Lo Stoicismo è una corrente filosofica nata ad Atene intorno all’anno 300 a.C., fondata da Zenone di Cizio. Costituisce una delle maggiori scuole filosofiche dette ellenistiche, nate cioè in età ellenistica, il periodo storico-culturale che seguì la conquista di Alessandro Magno.

Lo Stoicismo professa una filosofia materialista, che esclude l’esistenza di realtà superiori o differenti rispetto a quella che ci circonda. L’universo stoico, quindi, è un unico insieme di materia, che si amalgama secondo i quattro elementi di terra, acqua, fuoco e aria.

Gli Stoici, tuttavia, osservano che l’universo è animato e vi individuano, intrinseco alla materia stessa, un principio ordinatore della realtà, che potremmo definire “divino”. Si tratta del logos (dal greco, “ragione”, “parola”).

Sebbene, a una prima considerazione, il logos potrebbe apparirci un principio immateriale, per gli Stoici esso ha natura corporea, in quanto parte integrante della materia. In particolare, si tratta del suo principio attivo: un fuoco primordiale che ordina il tutto e ne è l’origine primigenia. Con Crisippo, poi, verrà descritto come una mescolanza tra fuoco e aria, in contrapposizione al principio passivo composto da terra e acqua.

Questi filosofi, dunque, vedono nel logos un soffio caldo vitale, un fuoco che pervade ogni ente e la realtà in generale. Per questo motivo viene chiamato anche pneuma (che dal greco si traduce appunto con “soffio vitale”).

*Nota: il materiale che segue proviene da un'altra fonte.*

PR #22435, opened 2026-05-29
Fix hiding roll opposer names

### LINKED ISSUE #22396: Bug - NPC/Creature Names Showing in Chat
I think this has started since the move to system version on Foundry 14. It also affects both PF2e and SF2e.

I have the option in 'limit metagame information' enabled for:

Image

But on attacks targeting NPCs/Creatures, the name of the creature is being revealed in chat:

Image

Tested with all modules disabled.

Image

jfn4th:
Closes #22396, opposer is the only thing I found not respecting the setting.


CarlosFdez:
Works, thanks for the PR!

PR #22438, opened 2026-05-29
Make Crossbow Crack Shot's bonus damage and backstabber upgrade mutually exclusive

### LINKED ISSUE #22377: Crossbow Crack Shot doesn't work as intended
1. It doesn't increase crossbows' range increment.
2. It applies both Crack Shot's precision damage and increased backstabber precision damage to backstabber crossbows.

pedrogrullada:
Also remove unnecessary domain from its Roll Option toggle.

One might also read that backstabber weapons don't get the range increment upgrade when their target is off-guard. Seems RAW but I couldn't get the automation for it to work anyway. Someone else might want to look into it.

- Closes #22377

### DIFF
--- a/packs/pf2e/feats/class/gunslinger/level-1/crossbow-crack-shot.json
+++ b/packs/pf2e/feats/class/gunslinger/level-1/crossbow-crack-shot.json
@@ -39,7 +39,7 @@
                     {
                         "nand": [
                             "item:trait:backstabber",
-                            "target:trait:off-guard"
+                            "target:condition:off-guard"
                         ]
                     }
                 ],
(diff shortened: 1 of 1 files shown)


packs/pf2e/feats/class/gunslinger/level-1/crossbow-crack-shot.json
```diff
@@ -36,7 +35,13 @@
                 "damageCategory": "precision",
                 "key": "FlatModifier",
                 "predicate": [
-                    "crossbow-crack-shot"
+                    "crossbow-crack-shot",
+                    {
+                        "nand": [
+                            "item:trait:backstabber",
+                            "target:trait:off-guard"
```
simonward:
```suggestion
                            "target:condition:off-guard"
```

PR #22440, opened 2026-05-29
Fix description in Gathered lore and Precise discipline

rectulo:


simonward:
Consider fixing the same issue in "Precise Discipline".

PR #22442, opened 2026-05-29
Add pf2e.castSpell hook

### LINKED ISSUE #20761: [Feature Request] New event: pf2e.castSpell
Hopefully this is a simple enough request to fulfill. But as a module developer wanting to make some automations I have ran into a roadblock related to how the sheet handles spell interactions. The Cast button is great, but there's no way for modules to differentiate between a spell being printed to chat through clicking the spell icon vs a spell being printed to chat from the Cast button.

So i propose a new event. `pf2e.castSpell`. When the player presses the Cast button on their sheet this event is fired. It really only needs to include the spell being cast, the rank it's being cast (also the spell's base level), then the uuids of the usual context stuff (actor uuid, item uuid for the spell, spellcasting entry uuid). This will make automating things around spells being cast a lot easier!

Noisyink:
Closes #20761. Thanks @MrVauxs for the design input on the pre-hook shape.

Adds two hooks fired from each `BaseSpellcastingEntry.cast()` (document, rituals, item-spellcasting, trick):

- `Hooks.call("pf2e.preCastSpell", spell, feature, options)` at the top of `cast()`. Handlers can mutate `options` (rank, consume, message) in place to alter the cast, or return `false` to cancel entirely. Motivated by Vauxs's use cases: Essence Casting needs to skip slot consume and advance its own resource; spellshapes need to mutate cast rank.
- `Hooks.callAll("pf2e.castSpell", spell, feature, { ...options, castRank })` right before `spell.toMessage()`. Fire-and-forget post-cast, distinguishes deliberate casts from spell-icon chat prints.

## Test plan
- [x] Post-hook fires with `(spell, feature, { ..., castRank })` on Cast button click (verified Caustic Blast @ rank 3 via Arcane Spontaneous)
- [x] Pre-hook mutating `opts.consume = false` produces a chat card but does not decrement the spell slot
- [x] Pre-hook returning `false` cancels the cast: no chat card, no consume, no error
- [x] No-hook regression: with all `pf2e.preCastSpell` / `pf2e.castSpell` listeners removed, Cast button decrements slots and renders the chat card as before

### DIFF
--- a/src/module/item/spellcasting-entry/document.ts
+++ b/src/module/item/spellcasting-entry/document.ts
@@ -264,6 +264,7 @@ class SpellcastingEntryPF2e<TParent extends ActorPF2e | null = ActorPF2e | null>
         if (message && valid) {
             spell.system.location.value ??= this.id;
             const castRank = spell.computeCastRank(rank);
+            Hooks.callAll("pf2e.castSpell", spell, this, { ...options, castRank });
             await spell.toMessage(null, { mode: options.messageMode, data: { castRank } });
         }
     }
--- a/src/module/item/spellcasting-entry/document.ts
+++ b/src/module/item/spellcasting-entry/document.ts
@@ -257,6 +257,7 @@ class SpellcastingEntryPF2e<TParent extends ActorPF2e | null = ActorPF2e | null>
 
     /** Cast the given spell as if it was part of this spellcasting entry. */
     async cast(spell: SpellPF2e<ActorPF2e>, options: CastOptions = {}): Promise<void> {
+        if (Hooks.call("pf2e.preCastSpell", spell, this, options) === false) return;
         const consume = options.consume ?? true;
         const message = options.message ?? true;
         const rank = options.rank ?? spell.rank;
--- a/src/module/item/spellcasting-entry/item-spellcasting.ts
+++ b/src/module/item/spellcasting-entry/item-spellcasting.ts
@@ -87,6 +87,7 @@ class ItemSpellcasting<TActor extends CreaturePF2e = CreaturePF2e> implements Sp
     }
 
     async cast(spell: SpellPF2e, options: CastOptions = {}): Promise<void> {
+        if (Hooks.call("pf2e.preCastSpell", spell, this, options) === false) return;
         const message = options.message ?? true;
         if (message && this.canCast(spell, { origin: spell.parentItem })) {
             spell.system.location.value = this.id;
--- a/src/module/item/spellcasting-entry/item-spellcasting.ts
+++ b/src/module/item/spellcasting-entry/item-spellcasting.ts
@@ -90,6 +90,7 @@ class ItemSpellcasting<TActor extends CreaturePF2e = CreaturePF2e> implements Sp
         const message = options.message ?? true;
         if (message && this.canCast(spell, { origin: spell.parentItem })) {
             spell.system.location.value = this.id;
+            Hooks.callAll("pf2e.castSpell", spell, this, { ...options, castRank: spell.rank });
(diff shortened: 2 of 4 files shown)


CarlosFdez:
Few things:
- "it builds" isn't really a "test plan". All checks passing in github is effectively that.
- Entry should be a parameter. It also shouldn't be called entry, it should perhaps be called feature. The intention is that a spellcasting entry is basically a feature that can take a spell and cast it. A spellcasting collection is basically just your spontaneous spells/signature spells. Its not properly split right now, and item casting's current implementation and what to do with focus spells does muck it up, but that was the "end goal". 
- I suspect people may want to modify the spell. You should poke Vauxs in the discord. He's done the most toying with spells.

Noisyink:
> Few things:
> 
>     * "it builds" isn't really a "test plan". All checks passing in github is effectively that.
> 
>     * Entry should be a parameter. It also shouldn't be called entry, it should perhaps be called feature. The intention is that a spellcasting entry is basically a feature that can take a spell and cast it. A spellcasting collection is basically just your spontaneous spells/signature spells. Its not properly split right now, and item casting's current implementation and what to do with focus spells does muck it up, but that was the "end goal".
> 
>     * I suspect people may want to modify the spell. You should poke Vauxs in the discord. He's done the most toying with spells.

1. Noted on tests - removed and won't bother including in future
2. Noted - Did you want an issue raised to investigate the split? Probably more than I could handle solo depending on the size of the split, but if I'm talking to Vauxs anyway I could potentially see what he thinks. I might have a glance myself to see how much time it'd be.
3. Easy - I'll reach out to him, I've probably taken too literal of an approach to the hook.

Noisyink:
@CarlosFdez had a quick chat with Vauxs - updates below
- Renamed the second hook arg to feature in the description and test plan. Left the BaseSpellcastingEntry.cast() references and the directory/class names alone
- Added pf2e.preCastSpell alongside the existing post-hook. Vauxs flagged a couple things that cause mutations so I've included Hooks.call so handlers can mutate options in place or return false to cancel.
- New tests added

CarlosFdez:
Preferably don't touch the split, that's a major system project and its mired with differing ideas on what everything means. It will likely not be touched until after the appv2 rewrite.

Few things now, that you should probably verify:
- What is the use case for castSpell now? It looks to be pre message. Would people prefer post message if pre message exists
- pre cast is done before computeCastRank(), which is the focus spell/cantrip auto-scale. I think that needs to be set in the options before pre cast, but verify of course..

Noisyink:
> Preferably don't touch the split, that's a major system project and its mired with differing ideas on what everything means. It will likely not be touched until after the appv2 rewrite.
> 
> Few things now, that you should probably verify:
> 
>     * What is the use case for castSpell now? It looks to be pre message. Would people prefer post message if pre message exists
> 
>     * pre cast is done before computeCastRank(), which is the focus spell/cantrip auto-scale. I think that needs to be set in the options before pre cast, but verify of course..

Yeah no objections on the split actions - Still learning the codebase so definitely don't want to touch anything with major break potential haha

1. Ahh yep makes sense. I'll rename castSpell to postCastSpell and move it after toMessage(). Keeps functionality for fire and forget listeners, happy for others to comment here though if there is a different direction needed. - I've flicked @MrVauxs  the thread if he wants to weigh in?
2. Ok, so just to clarify my interpretation there, it's probably required to have auto-rank calculate before any mutations otherwise they'll get ovewitten by computeCastRank() for things like cantrips and focus spells?

I'll make those changes and run some additional testing if you're happy with the above.

stwlam:
We're not doing this right now, sorry.

Noisyink:
> We're not doing this right now, sorry.

No worries!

Le radici ellenistiche: il logos e le ragioni seminali

In effetti, il logos coincide, per gli Stoici, con Dio stesso. Esso, infatti, è anche destino, provvidenza, ragione e anima del mondo. Questo perché è l’intelletto che guida il cosmo dall’interno e che, al tempo stesso, ne costituisce il destino, secondo un proprio ordine buono e provvidenziale.

Si tratta, comunque, di un Dio immanente alla materia e che coincide con essa. Per questo si può definire lo Stoicismo come una “filosofia panteista”, perché la divinità coincide con il tutto.

Alla base di questa concezione deterministica dell’universo, vi è la dottrina stoica delle “ragioni seminali (λόγοι σπερματικοί). Secondo questa teoria, tutte le trasformazioni che interessano la realtà devono essere in qualche modo inscritte nella materia prima che accadano. Ad esempio, all’interno del seme, secondo gli Stoici, sono già scritte le trasformazioni che lo renderanno pianta.

Al contrario di quanto avviene in Aristotele, però, il mutamento non necessita di agenti esterni, di altri motori che muovano. Tutto è già scritto nella materia e realizzato dal suo principio attivo.

Il logos, secondo questo punto di vista, è la ragione seminale dell’intero universo, perché in esso sono scritti tutti i destini degli enti che lo costituiscono.

Ogni elemento e creatura, e quindi anche ogni uomo, sono dunque predestinati ad un futuro già stabilito dal logos. Niente e nessuno può sottrarsi al proprio fato, che incede inevitabilmente verso il proprio compimento. Un fato che infinitamente si ripete poiché, per gli Stoici, la storia dell’universo ha carattere ciclico.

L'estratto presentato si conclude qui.